A follow-up study performed in France studied the longer term effects of the ‘train high-sleep low’ approach. Two groups of triathletes undertook the same endurance training program for 3 consecutive weeks [
62]. One group (
n = 11) followed a ‘sleep low’ strategy for manipulating carbohydrate availability (high-intensity workout with high-carbohydrate availability followed by a carbohydrate-restricted recovery plus an overnight fast; then a prolonged submaximal workout the following morning commenced with low-carbohydrate availability) in the training schedule.
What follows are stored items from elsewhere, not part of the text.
PR #75, opened 2015-07-01
added an only payload endpoint for execution service

vivster7:
Changed queryByNamespaceNameSnapshotId to querySingle. 

I tried to minimize the amount of logic in the route itself. Personally, I think this is more readable, and we should refactor the other routes. Let me know what you think.

Also added some file level comments -- stuff I would have found helpful when I first dove into the codebase.

### DIFF
--- a/src/main/scala/org/broadinstitute/dsde/agora/server/webservice/AgoraService.scala
+++ b/src/main/scala/org/broadinstitute/dsde/agora/server/webservice/AgoraService.scala
@@ -1,14 +1,25 @@
 
 package org.broadinstitute.dsde.agora.server.webservice
 
+
+
+import scala.util.Try
 import akka.actor.Props
 import org.broadinstitute.dsde.agora.server.dataaccess.acls.AuthorizationProvider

The control group (
n = 10) maintained regular carbohydrate intake throughout the day and undertook each training session with normal/high carbohydrate availability. The triathletes performed a simulated triathlon race at the start and end of the intervention period. The authors found a small but significant effect on performance as 10-km running performance increased after 3 weeks in the ‘sleep-low’ group but not in the control group. Interestingly, the authors also reported improvements in supramaximal cycling time to exhaustion with sleep low but not control.
These are the only two studies on the concept of ‘train high-sleep low’ and it may be too early to draw firm conclusions. However, the studies do provide promising results. From a practical point of view, it is important to be aware of other potential side effects and unknowns of this approach: what are the effects on recovery when applied frequently, the effects on immune function, and perhaps most importantly, the effects on quantity and quality of sleep?